By Jay Yeo, Data Analyst, ORI
With growing recognition for the importance of data analytics in driving success, many organizations are seeking out firms that can help them address their data goals to generate actionable insights. Often, the conversation starts out something like this:
“We are ready to be data-driven and are interested in data mining.”
“We need data cleansing.”
“We’ve got plenty of data, and we’re ready to start mining it for insights.”
While these are excellent goals, they all prompt the same question: Where does your data stand? In other words, what shape is your data in, does it require updating or cleansing before it can be productively analyzed, and where does the data need to be updated or cleansed? Without an initial data assessment, it is extremely difficult to tell what requires cleansing, whether there is enough data to run the highest-priority analyses, and whether the data is of high enough quality to generate results that will drive ROI and bottom-line impact.

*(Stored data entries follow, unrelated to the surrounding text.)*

PR #65, opened 2016-07-07
Code Review: Switch Copy / Paste to use JSON (#9853)

opsGavin:
Code review for Switch Copy / Paste to use JSON (#9853):

> Part of #8880. Copy and paste uses the archivers to generate pasteboard data. This should be switched to use the JSON archiver.

Connect to BohemianCoding/Sketch#9853.


opsGavin:
Review notes: Where we have a point, size or rect wrapped in an NSValue I'm now encoding that directly. It's possibly slightly quicker than encoding the raw data, but the main motivation is that it's more readability in the JSON.

pieteromvlee:
👍

Source/BCJSONDecoder.h
```diff
@@ -35,6 +35,10 @@ NS_ASSUME_NONNULL_BEGIN
 /// If an error occurs, this method will return nil with \c error filled in.
 - (nullable id)decodeData:(NSData*)data error:(NSError* __nullable __autoreleasing * __nullable)error;
 
+/// Parses an NSDictionary representation of JSON data into an object tree.
+/// If an error occurs, this method will return nil with \c error filled in.
+- (nullable id)decodeDictionary:(NSDictionary*)dict error:(NSError* __nullable __autoreleasing * __nullable)error;
```
pieteromvlee: Decoding a dictionary? Isn't a dictionary already a decoded representation of JSON rather than the other way round? Confused here.

Or does this go from NSDict > MSLayer and friends whereas the method above does NSData > NSDict > MSLayer behind the scenes?

opsGavin: Yes; behind the scenes we do NSData (which is basically the JSON string) -> NSDictionary -> MSLayer etc. This method just skips the first part.

Not sure if there's a better name that would express that more clearly?

For what it's worth, a future optimisation might be to parse the JSON directly to MSLayer etc, avoiding the intermediate NSDictionary. The NSDictionary route would still be useful in some cases, but this would prevent the overhead of creating the whole dictionary tree and storing it in memory. One for another day though... ;-)

PR #70, opened 2016-07-21
Code Review: Fix tiling problem in pixel zoom (#10022)

pieteromvlee:
Code review for Fix tiling problem in pixel zoom (#10022):

> Follow-up from #10008 where we fixed one problem but not the second. This is a ticket for the second problem:
> 
> 10008-zoom-level-pixel-bug

Connect to BohemianCoding/Sketch#10022.


pieteromvlee:
This is a bad idea! PR abanonded deliberately

PR #72, opened 2016-07-27
Code Review: Tidy up work for new JSON file format (#10085)

opsGavin:
Code review for Tidy up work for new JSON file format (#10085):

> The purpose of this issue is to consolidate the work on the new JSON file format to finish off #8880.
> 
> I started work on #9853 to use the JSON archiver for the copy and paste code, but after talking to @pieteromvlee it been decided to drop this from #8880. (It can still be done, but can be moved to v41 instead of v40).
> 
> There are a few, tidy up changes and optimisations in the #9853 branch which would be better in #8880, so those changes can be cherry-picked into this issue's branch.
> 
> I also need to check the QL plugin. At present it should work as before (reading the document and generating an image) but this needs checked. At some stage it would be desirable to embed a preview image in the zip archive, but we can safely leave this until v41 or later. This may not need much, but there are some linker errors building the Quicklook target which I need to look into.

Connect to BohemianCoding/Sketch#10085.


opsGavin:
Review notes: Just some optimisations. Rather than using `[NSString stringWithFormat...]` I'm dropping down to C / `printf`. It's not as tidy to read, but this stuff's called a lot during a save and it speeds thing up by about 30%

pieteromvlee:
30%?? That's quite a lot! 👍

PR #78, opened 2016-08-23
Code Review: Dragging from the LL should use promises (#4561)

opsGavin:
Code review for Dragging from the LL should use promises (#4561):

> The LL currently writes big files asynchronously, but not using promises. It probably should do.
> 
> See also #4991 - need to make sure we're reusing the maximum amount of code here.

Connect to BohemianCoding/Sketch#4561.


Source/NSURL+BCFoundation.h
```diff
@@ -0,0 +1,12 @@
+//
+//  Created by Gavin on 23/08/2016.
+//  Copyright © 2016 Bohemian Coding. All rights reserved.
+//
+
+@interface NSURL (BCFoundation)
+
+/// Returns a URL with any period stripped off the beginning of the file name.
+/// This method can be used to ensure that any file we're dealing with is not hidden.
+- (NSURL*)URLByStrippingInvisiblePeriod_bc;
```
pieteromvlee: I'm not a fan of these suffixes but more importantly `MSExportManager` has a similar method already:

`- (NSURL *)URLByStrippingInvisiblePeriodFromURL:(NSURL *)fileURL`

Can you update that class to use this new utility method?

opsGavin: Actually, `MSExportManager` is where it came from. I moved some code to write the exported data to a file from `MSExportManager` into `MSExporter` (Saving to a file didn't particularly seem the job of a manager and the move let me use it from one of the Sketch controller classes). There's still some other code in `MSExportManager` which still uses this method - so as I needed this in 2 places I thought it worth adding to BCFoundation.

pieteromvlee:
Oh I totally overlooked that you removed it there. How stupid of me. Off to QA then

PR #80, opened 2016-08-31
Code Review: Make Zipped JSON our official File Format (#8880)

samdeane:
Code review for Make Zipped JSON our official File Format (#8880):

> In #8756 we wrote a proof-of-concept to test the various approaches. Zipped JSON was surprisingly small compared to what we have now, and it didn't increase in size that much. The benefit of being able to do/allow server-side file parsing makes this the preferred option. Let's build it! :-D
> 
> This'll be for @opsGavin since he built the POC, but also pinging in @samdeane and @mikeabdullah since I know he shares a keen interest in all things zip.
> 
> For now I think it makes sense to only use the Intermediate Value Tree (#9190) for unarchiving since we win nothing by using it for archiving too. Yet we'll make a pluggable NSCoding-like class so we can easily do it later if needed
> ## 
> 
> Things to look out for:
> 1. We use `ZipKit` already so we should either use that or make sure we update existing code to deal with `minizip' (which the POC used). Either way, we should have 1 zip package
> 2. Make sure QuickLook keeps working with new and old files
> 3. Even though our file format might for the moment only be 1 json file, it's expected that we'll have other files in there at some point so if we start with a zipped directory from the start that might make sense
> ## 
> 
> Possible steps to take:
> - [x] Replace our MSArchiver with a custom serialiser class so we can plug in a JSON serialiser later #9365
> - [x] Replace our MSUnarchiver with a custom deserialiser so we can plug in a JSON deserialiser later #9402
> - [x] Write the above serialiser #9401
> - [x] Write a deserialiser than reads in a mutable value tree, can perform migrations on that and then pass that to the immutables in a custom MSUnarchiver-type subclass #9403
> - [x] Wrap the new JSON in a zipped folder with images and a `metadata.json` and make Sketch archive and unarchive that besides keeping support for unarchiving the old SQL format
> - [x] Adapt the QL plugin to check for this image and fall back to an SQL read for the old format
> - [ ] Make sure we can do migrations and detect documents that are too new like we can now
> - [ ] Make sure missing fonts etc are recognises like they used to be
> - [ ] Embed a preview of the first page in the Zip for QL and other tools
> - [ ] Make sure old versions of Sketch don't crash but display some kind of sensible error with encountering the new file
> - [ ] Make sure we can do some test migrations easily

Connect to BohemianCoding/Sketch#8880.


Source/BCJSONDataEncoder.m
```diff
@@ -0,0 +1,48 @@
...
+
+@implementation BCJSONDataEncoder
+- (instancetype)initWithData:(NSMutableData*)data {
+  self = [super init];
+  if (self) {
+    self.data = data;
+    if (!data) {
+      // Shouldn't be allowed here as data is marked as non-null, but reality probably
+      // dictates otherwise...
+      [self setErrorWithCode:0 description:@"Invalid output"];
```
samdeane: It would be good to actually define some error codes...

Source/BCJSONDataEncoder.h
```diff
@@ -0,0 +1,17 @@
+//
+//  Created by Gavin on 02/06/2016.
+//  Copyright © 2016 Bohemian Coding. All rights reserved.
+//
+
+#import "BCJSONEncoder.h"
+
+@interface BCJSONEncoder (BCJSONDataEncoder)
```
samdeane: Could do with header doc comments describing the purpose of this class (likewise elsewhere for the other classes).

samdeane: I'm not totally convinced of the need for the BCJSONFileEncoder/BCJSONDataEncoder distinction. Could you not just use an `NSOutputStream`? This seems to be reinventing the wheel...

Source/BCJSONDecoder.h
```diff
@@ -0,0 +1,68 @@
...
+
+NS_ASSUME_NONNULL_BEGIN
+
+/// The BCJSONDecoder class can be used to decode data in similar way to how
+/// NSKeyedUnarchiver etc work.
+@interface BCJSONDecoder : NSObject
+
+/// The \c userInfo property can be used by a consumer of this class to attach
+/// information pertinent to this current decoding.
+@property (nonatomic,weak,nullable) id userInfo;
```
samdeane: why weak?

Source/BCJSONDecoder.m
```diff
@@ -0,0 +1,247 @@
+//
+//  Created by Gavin on 03/06/2016.
+//  Copyright © 2016 Bohemian Coding. All rights reserved.
+//
+
+#import "BCJSONDecoder.h"
+
+// Defined in BCJSONEncoder.m
+extern NSString* BCJSONRootItemKey;
```
samdeane: Why are these exposed in this header if they're defined in BCJSONEncoder.m?

Source/BCJSONDecoder.m
```diff
@@ -0,0 +1,247 @@
...
+  NSMutableArray* result = [NSMutableArray array];
+  [array enumerateObjectsUsingBlock:^( NSObject* obj, NSUInteger idx __unused, BOOL* stop __unused) {
+     [result addObject:[self decodeObject:obj]];
+   }];
+  return result;
+}
+
+
+- (id)decodeObject:(NSObject*)object {
+  if ([object isKindOfClass:[NSDictionary class]]) {
```
samdeane: Can't you do this with a polymorphic method?

Source/BCJSONDecoder.m
```diff
@@ -0,0 +1,247 @@
...
+    if (description) {
+      va_list args;
+      va_start(args, description);
+      description = [[NSString alloc] initWithFormat:description arguments:args];
+      va_end(args);
+    } else {
+      description = @"Unknown error";
+    }
+
+    self.error = [NSError errorWithDomain:@"com.bohemiancoding.BCJSONDecoder" code:0 userInfo:@{ NSLocalizedDescriptionKey : description }];
```
samdeane: Error codes!

Source/BCJSONEncoder.m
```diff
@@ -0,0 +1,425 @@
+//  Created by Gavin on 02/06/2016.
+//  Copyright © 2016 Bohemian Coding. All rights reserved.
+
+#import "BCJSONEncoder.h"
+#import "BCJSONFileEncoder.h"
+#import "NSArray+BCFoundation.h"
+
+// Helper method to write directly to coder using a printf style format
+#define printfToData( coder, format, ... ) { char buffer[128]; buffer[127] = 0; \
```
samdeane: This ought to be an inline function.

samdeane: I can't help feeling that it could also just be a method on BCJSONEncoder, which would replace the call to `writeData` and thus not require any more method calls...

Source/BCJSONEncoder.m
```diff
@@ -0,0 +1,425 @@
...
+@end
+
+
+
+#pragma mark NSString + JSON
+@implementation NSString (BCJSONEncoder)
+
+- (NSString*)safeJSONValue {
+  NSString *result = self;
+  if ([self rangeOfCharacterFromSet:BCJSONAwkwardCharacters].location != NSNotFound) {
```
samdeane: this looks like it has the potential to be rather inefficient...

Source/BCJSONEncoder.m
```diff
@@ -0,0 +1,425 @@
...
+     exceptions = @[@"NSFontDescriptor",
+                    @"NSColor",
+                    @"NSParagraphStyle",
+                    @"NSAttributedString",
+                    @"NSColorSpaceColor"];
+    exceptions = [exceptions map:^id(NSString *className) {
+      return NSClassFromString(className);
+    }];
+  }
+  // Use NSAssert as BCFoundation doesn't know about ECCore
```
samdeane: The `ECAssert` macros are in `ECLogging`, which `BCFoundation` can see. Not that we *have* to use those macros, but...

Source/BCJSONEncoder.m
```diff
@@ -0,0 +1,425 @@
...
+  [coder encodeObject:[self safeJSONValue]];
+}
+@end
+
+
+#pragma mark NSDictionary + JSON
+@implementation NSDictionary (BCJSONEncoder)
+- (void)encodeAsJSON:(BCJSONEncoder*)coder {
+  __block BOOL writeSeparator = NO;
+  [self enumerateKeysAndObjectsUsingBlock:^(NSObject *key, NSObject *value, BOOL * stop __unused) {
```
samdeane: I think we might thank ourselves in the future if we encode dictionary keys in a deterministic order (eg sort them).

Source/BCJSONFileEncoder.m
```diff
@@ -0,0 +1,134 @@
...
+
+#pragma mark BCJSONFileEncoder
+
+@implementation BCJSONFileEncoder
+
+- (instancetype)initWithFile:(NSFileHandle*)output {
+  self = [super init];
+  if(self) {
+    self.output = output;
+    _buffer = malloc(BCJSONFileEncoderBufferSize);
```
samdeane: Why have you implemented your own level of buffering?

Source/BCJSONEncoder.m
opsGavin: The reason I did it as a define was that I found it to be slightly more optimal.

This is having the method as a static inline (highlighting the methods that use it):
screen shot 2016-08-31 at 10 31 22
Verses as a define:
screen shot 2016-08-31 at 10 31 36

This is a sizeable file and it's not a huge difference so I'm a little on the fence about whether the define is better than an inline.

Source/BCJSONDecoder.m
opsGavin: It's really only there because the decoder needs it as well. Maybe the decoder should declare it as extern at the top of the file?

Source/BCJSONEncoder.h
```diff
@@ -0,0 +1,72 @@
...
+@property (nonatomic,weak,nullable) id userInfo;
+
+/// Encodes the root object
+- (BOOL)encodeRootObject:(nullable NSObject*)root error:(NSError * __nullable __autoreleasing * __nullable)error;
+
+/// Encodes the passed in object and stores it as key
+- (void)encodeObject:(nullable NSObject*)object forKey:(nonnull NSString*)key;
+
+/// Encodes the passed in double value and stores it as key
+- (void)encodeDouble:(double)value forKey:(nonnull NSString*)key;
```
samdeane: For consistency really we should deal with foundation number types, which means CGFloat rather than double.

I always struggle a bit then with the idea of calling a method `Double` when it takes a type that is called `Float`.

For what it's worth, my solution in this case would be to call the methods `encodeReal:forKey:` and `decodeRealForKey:`.

Source/BCJSONDataEncoder.h
opsGavin: This was the direction I took to start, but I came to the conclusion that NSOutputStream wouldn't do what we needed. I'm struggling to remember what the issue was though - I'll need to look into it again to remind myself.

Source/BCJSONDecoder.h
opsGavin: Generally the consumer is going to be around for the duration of the write and can ensure that the `userInfo` is available while the write is happening. In fact it's quite likely that the consumer itself would be the `userInfo`. Making it strong would mean that the consumer would have to explicitly set it to `nil` again to avoid circular references.

Source/BCJSONDecoder.m
opsGavin: Yes - that would be better.

Source/BCJSONEncoder.h
opsGavin: The reason I've done it like this is that this is what `NSKeyedArchiver` does. We still need `NSKeyedArchiver` functionality in the model objects (or more correctly - we still need the `NSKeyedUnarchiver` methods). We could change all our methods to `encodeReal:` etc, but it would be inconsistent with Apple's stuff.

Source/BCJSONEncoder.m
opsGavin: Yeah - generally this accounts for around 6% of the save time.  I'm not sure of a better approach though TBH. `BCJSONAwkwardCharacters` is a static initialised at startup and I try to avoid calling this method when we can guarantee the string ourselves (e.g. I don't call it when writing keys as these are under our control, but it'll get called on user supplied values).

Suggestions very welcome! 😄

Source/BCJSONEncoder.m
opsGavin: Hmm - I'm not totally convinced. What sort of pain can you see us avoiding?

My worry is that this could be fairly inefficient. But, having said that, we probably don't encode that many dictionaries directly anyway.

Source/BCJSONFileEncoder.m
opsGavin: Neither `NSFileHandle` or the minizip writer (used in a class derived from this one) seem to do anything along these lines. Doing our own buffering makes a fairly significant difference.

Source/BCJSONDecoder.m
samdeane: I’d just put this in BCJSONEncoder.h, and make them explicitly public. If they are used by both BCJSONEncoder.m and BCJSONDecoder.m then they need to be shared, so having them public doesn’t seem unreasonable.

Source/BCJSONEncoder.m
samdeane: There’s something going wrong somewhere if the optimiser isn’t dissolving away an inline function. Are you profiling an optimised build?

Source/BCJSONEncoder.m
samdeane: The pain that I have already experienced a number of times when our tests start breaking (eg the dump tests) because the system changes the dictionary implementation and the keys come out in a different order. I think it may actually have happened again on 10.12.

Having different systems save the same file in slightly different ways doesn’t sound desirable to me. Imagine if the file is committed to version control, for example. Two users on different machines might cause the same file to be repeatedly marked as changed, when all they’ve actually done is auto-saved the file without modifying it.

Source/BCJSONFileEncoder.m
samdeane: Scary!

Source/BCJSONEncoder.h
samdeane: Yeah, fair enough.

I’m all for consistency with Apple, but NSKeyedArchiver dates back to Next days I think, and I’m sure that if Apple were starting now they’d not do things this way! For a start they’d probably have an actual foundation typedef for floating point numbers, rather than CGFloat!

PR #82, opened 2016-09-20
Code Review: Remove _root key from JSON (#10657)

opsGavin:
Code review for Remove _root key from JSON (#10657):

> Part of #8880 
> 
> With the current implementation all top level objects are encoded as `{"_root":object}`. We should just encode them as `object`

Connect to BohemianCoding/Sketch#10657.


pieteromvlee:
:+1:

PR #83, opened 2016-09-20
Code Review: Mechanism to migrate classes (#10661)

opsGavin:
Code review for Mechanism to migrate classes (#10661):

> Part of #8880 
> 
> There should be a mechanism for migrating renamed classes in the zipped JSON. See also the discussion in #10502

Connect to BohemianCoding/Sketch#10661.


Source/BCJSONDecoder.m
```diff
@@ -21,6 +23,46 @@ @interface BCJSONDecoder ()
...
 @implementation BCJSONDecoder
 
++ (void)setClass:(nullable Class)class forClassName:(NSString *)codedName {
+  if (!class) {
+    class = [NSNull class];
+  }
+  
+  if (!BCJSONDecoderClassMap) {
+    // Not thread safe, but we really don't expect to be called from anything other than the main thread at startup
+    ECAssertIsMainThread();
```
pieteromvlee: I do think its wrong to asset we're on the main thread. I can imagine a few scenarios where we want to load documents on background thread. Take the case of loading asset libraries for example.

I'd remove the assert and just specify in the header that the JSONDecoder isn't thread safe just as most of foundation isn't threadsafe

Source/BCJSONDecoder.m
```diff
@@ -21,6 +23,46 @@ @interface BCJSONDecoder ()
...
+    // Mapping onto ourselves - remove any previous mapping as there's no
+    // point spending time looking searching the dictionary for something that's
+    // going to give us default behaviour.
+    BCJSONDecoderClassMap[codedName] = nil;
+  } else {
+    BCJSONDecoderClassMap[codedName] = class;
+  }
+}
+
+- (Class)classToCreateForClassName:(NSString*)className {
```
pieteromvlee: `-classFromClassName` feels like a better name to me

Source/BCJSONDecoder.m
opsGavin: My thinking here was that this is a class method that we'd only expect to be called from one method at startup (e.g. in the `initialise` method of our serialiser class). I'd expect this to have been done by the time we start loading assert libraries and I'm not sure it would ever make sense to add additional mappings later on.

An alternative would be to do this in a `dispatch_once` block and synchronise any writing to the dictionary. That would guarantee the thread safety, but this approach always seems a little heavy handed to me if we're in control of when it gets called.

Source/BCJSONDecoder.m
opsGavin: 👍

Source/BCJSONDecoder.m
pieteromvlee: Ah you might be right there yes, ok. Ignore me then :)

pieteromvlee:
👍

PR #88, opened 2016-10-07
Code Review: Add support for layer exporting to the javascript API (#10671)

samdeane:
Code review for Add support for layer exporting to the javascript API (#10671):

> I think this would be the number one request many people have. In more concrete terms, it'd make Principle happy

Connect to BohemianCoding/Sketch#10671.


Tests/NSURL+BCFoundationTests.m
```diff
@@ -0,0 +1,69 @@
...
+}
+
+- (void)testFolderPath {
+  NSURL* base = [NSURL fileURLWithPath:@"/a/test/path"];
+
+  NSURL* url = [base URLByAppendingNameWithSeparators:@"subfolder/layer" defaultName:@"<untitled>"];
+  ECTestAssertIsEqual([url path], @"/a/test/path/subfolder/layer");
+}
+
+- (void)testCrazyShit {
```
opsGavin: As method names go - I guess this does what it says on the tin 👍 😛

samdeane: Hah - that might have been a previous version of me, but in this caseI just moved the code here from elsewhere...

PR #89, opened 2016-10-10
Code Review: Define error codes in JSON output (#10658)

opsGavin:
Code review for Define error codes in JSON output (#10658):

> Part of #8880
> 
> Where we use NSError we should define error codes to go along with them.

Connect to BohemianCoding/Sketch#10658.


Source/BCJSONEncoder.m
```diff
@@ -16,6 +16,14 @@
 NSString* BCJSONRawDataKey      = @"_data";
 NSCharacterSet *BCJSONAwkwardCharacters = nil;
 
+static NSString *BCJSONEncoderErrorDomain = @"com.bohemiancoding.BCJSONEncoder";
```
SheffieldKevin: and again a line spacing would be nice.

Source/BCJSONDecoder.m
```diff
@@ -234,20 +240,10 @@ - (id)decode:(NSError* __autoreleasing * )error {
...
-      description = [[NSString alloc] initWithFormat:description arguments:args];
-      va_end(args);
-    } else {
-      description = @"Unknown error";
-    }
-
-    self.error = [NSError errorWithDomain:@"com.bohemiancoding.BCJSONDecoder" code:0 userInfo:@{ NSLocalizedDescriptionKey : description }];
+- (void)setError:(NSError *)error {
+  if (!self.error) {
+    // One error could lead to others later - so we only record the first
```
opsGavin: That's right - it should be one shot.

Failing deep in the code will probably lead to other things failing further up the stack so the idea here is that we record the first, more pertinent, error we encounter rather than over-writing with a more generic error further on.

Why Data Benchmarking Matters
Because of the importance of overall data health in determining the feasibility, need, and quality of data cleansing and mining, a phased approach that begins with data benchmarking is often the most efficient and cost-effective method for achieving data-driven organizational goals. Data benchmarking requires that organizations take a close look at their data and identify those fields that are essential to organizational functions and running the types of analyses that will help the organization make informed decisions. This initial step is a crucial starting point in focusing on the data that is of highest importance (or an organization’s critical fields) for a healthy and well-established data foundation. Testing these critical fields for completeness, validity, and recency—the top three indicators of data health—then provides guidance in the next steps to derive value from organizational data.
A data benchmarking assessment allows the organization to discover the state of its data in order to determine next steps. The data benchmarking exercise combined with the organization’s unique needs and goals reveals what the logical next steps are to maximize ROI for data utilization. It is not uncommon for organizations that are initially interested in data mining to find that they need to do some cleansing or gap-filling work before being able to mine their data effectively. One example of a low-effort, high-return solution revealed through benchmarking could be purging any obsolete data that can be easily isolated, which in turn can save organizations considerable time and expense as they transition to more data-driven organizational models. Using a phased approach allows organizations to progressively identify areas of weakness, find solutions where they are needed, and generate high-quality, actionable insights from their datasets with confidence. Rather than overinvest in solutions they are unprepared to take full advantage of, organizations are empowered during the initial benchmarking process to identify needs and next steps with a clear view and roadmap for how to realize their goals.
What About Unstructured Data?
So, what does all of this mean for unstructured data (e.g., data from audio recordings, open-ended survey comments, emails, and social media posts that lack a standardized format)? It doesn’t need to be cleansed or checked for accuracy in the same way, right? Can we start there and worry about the structured data later? Yes and no.
- Yes: Accuracy, completeness, and “cleanliness” are not as relevant for unstructured data. Volume of unstructured data, data sources, and what those data sources represent are, however, fundamental considerations to the possibilities of analysis and what those analyses would represent. For example, a newer organization that is just ramping up its interaction with customers or members in unstructured formats may not have enough volume to make unstructured data mining analytically helpful. On the other hand, the organization may have plenty of unstructured data, but that data is only coming from one segment. In that case, unstructured data mining can prove to be highly valuable, but stakeholders will need to stay aware of how to interpret the results.
- No: Because unstructured data mining typically requires less front-end checking and validation, it can be performed with resulting high-quality analyses before the structured data is ready to be mined to its full extent. However, unstructured data is most powerful when it is combined with structured data. For example, when open-ended feedback in a survey remains connected to the demographic information of the respondent, the insights gleaned from the analysis are far more valuable. Examining structured and unstructured data together allows stakeholders to segment certain populations, understand centers of influence, identify trends, and gain more detailed and precise insight to drive their decision making.
As more organizations commit to utilizing their data to drive strategic decision making and growth, it is essential that they have a solid data foundation—and that begins with knowing where they stand. While diving right in to structured and unstructured data mining is tempting, taking the (short) time for an initial assessment allows organizations to invest wisely and maximize their ROI for all types of data analysis.